**Information shown**
*** Block opens ***
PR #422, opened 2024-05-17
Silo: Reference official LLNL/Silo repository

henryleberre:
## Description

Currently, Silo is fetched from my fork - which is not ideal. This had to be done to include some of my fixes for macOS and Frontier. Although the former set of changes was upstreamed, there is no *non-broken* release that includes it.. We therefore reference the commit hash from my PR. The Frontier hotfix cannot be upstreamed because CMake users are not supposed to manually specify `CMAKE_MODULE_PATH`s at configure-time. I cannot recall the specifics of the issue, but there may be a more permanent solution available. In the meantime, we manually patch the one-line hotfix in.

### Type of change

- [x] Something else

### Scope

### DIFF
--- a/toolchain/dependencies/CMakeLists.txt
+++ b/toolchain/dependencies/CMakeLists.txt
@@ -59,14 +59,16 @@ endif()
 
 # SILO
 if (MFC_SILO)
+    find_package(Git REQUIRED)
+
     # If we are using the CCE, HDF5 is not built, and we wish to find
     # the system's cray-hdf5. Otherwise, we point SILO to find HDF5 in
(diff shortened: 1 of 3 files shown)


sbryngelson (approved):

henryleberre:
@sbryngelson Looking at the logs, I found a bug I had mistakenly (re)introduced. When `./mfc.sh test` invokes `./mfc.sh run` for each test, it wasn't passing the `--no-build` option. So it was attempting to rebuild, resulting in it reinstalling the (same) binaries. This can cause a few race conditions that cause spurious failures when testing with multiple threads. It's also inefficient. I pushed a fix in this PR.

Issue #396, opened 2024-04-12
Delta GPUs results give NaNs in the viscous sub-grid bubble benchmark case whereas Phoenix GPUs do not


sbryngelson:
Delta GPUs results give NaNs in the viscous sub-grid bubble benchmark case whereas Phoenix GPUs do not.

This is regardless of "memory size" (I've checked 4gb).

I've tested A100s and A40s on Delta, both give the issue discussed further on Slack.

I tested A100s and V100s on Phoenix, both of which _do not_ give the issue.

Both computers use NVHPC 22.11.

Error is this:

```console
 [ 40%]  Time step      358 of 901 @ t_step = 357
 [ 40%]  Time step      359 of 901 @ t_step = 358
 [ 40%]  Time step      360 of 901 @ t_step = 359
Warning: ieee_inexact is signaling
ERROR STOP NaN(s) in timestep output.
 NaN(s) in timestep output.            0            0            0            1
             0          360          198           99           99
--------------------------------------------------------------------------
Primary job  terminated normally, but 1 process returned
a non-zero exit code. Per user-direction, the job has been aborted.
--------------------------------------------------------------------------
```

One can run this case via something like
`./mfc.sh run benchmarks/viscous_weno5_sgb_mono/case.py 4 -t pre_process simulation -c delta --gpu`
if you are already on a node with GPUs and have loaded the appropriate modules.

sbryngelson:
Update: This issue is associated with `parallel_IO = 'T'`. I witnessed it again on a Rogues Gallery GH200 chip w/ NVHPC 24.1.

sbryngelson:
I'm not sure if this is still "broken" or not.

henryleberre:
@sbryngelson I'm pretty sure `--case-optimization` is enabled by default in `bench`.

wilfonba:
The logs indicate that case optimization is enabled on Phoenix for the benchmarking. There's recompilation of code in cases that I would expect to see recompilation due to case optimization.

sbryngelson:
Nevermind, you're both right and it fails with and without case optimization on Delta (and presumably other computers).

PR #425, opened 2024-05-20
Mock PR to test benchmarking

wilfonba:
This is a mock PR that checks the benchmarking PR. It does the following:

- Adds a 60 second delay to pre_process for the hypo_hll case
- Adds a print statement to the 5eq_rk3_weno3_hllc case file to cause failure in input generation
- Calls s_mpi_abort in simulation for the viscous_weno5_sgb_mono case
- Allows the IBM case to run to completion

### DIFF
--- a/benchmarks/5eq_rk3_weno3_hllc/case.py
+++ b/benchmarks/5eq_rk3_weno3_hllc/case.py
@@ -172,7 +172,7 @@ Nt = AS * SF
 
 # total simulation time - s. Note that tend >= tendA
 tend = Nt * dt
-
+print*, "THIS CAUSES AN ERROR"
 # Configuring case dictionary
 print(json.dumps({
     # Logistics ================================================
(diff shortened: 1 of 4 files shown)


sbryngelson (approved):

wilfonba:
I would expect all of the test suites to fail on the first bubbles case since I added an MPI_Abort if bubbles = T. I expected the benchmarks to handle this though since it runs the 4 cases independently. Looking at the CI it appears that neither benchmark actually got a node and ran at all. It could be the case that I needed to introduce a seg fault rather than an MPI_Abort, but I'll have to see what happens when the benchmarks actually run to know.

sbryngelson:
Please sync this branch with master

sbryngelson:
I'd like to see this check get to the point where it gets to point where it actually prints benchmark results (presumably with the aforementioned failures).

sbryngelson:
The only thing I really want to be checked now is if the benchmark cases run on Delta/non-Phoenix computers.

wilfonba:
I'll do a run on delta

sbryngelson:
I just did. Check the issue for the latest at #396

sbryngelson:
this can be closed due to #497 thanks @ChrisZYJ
*** Block closes ***
*** Block opens ***
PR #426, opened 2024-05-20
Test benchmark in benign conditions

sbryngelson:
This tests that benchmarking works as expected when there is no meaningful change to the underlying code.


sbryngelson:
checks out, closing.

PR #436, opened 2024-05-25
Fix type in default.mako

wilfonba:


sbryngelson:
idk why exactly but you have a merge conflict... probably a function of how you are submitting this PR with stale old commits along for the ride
*** Block closes ***
**Task requirements**
The number alone is the answer: work out how many lines in the data contain "opened".

**Problem solution**
5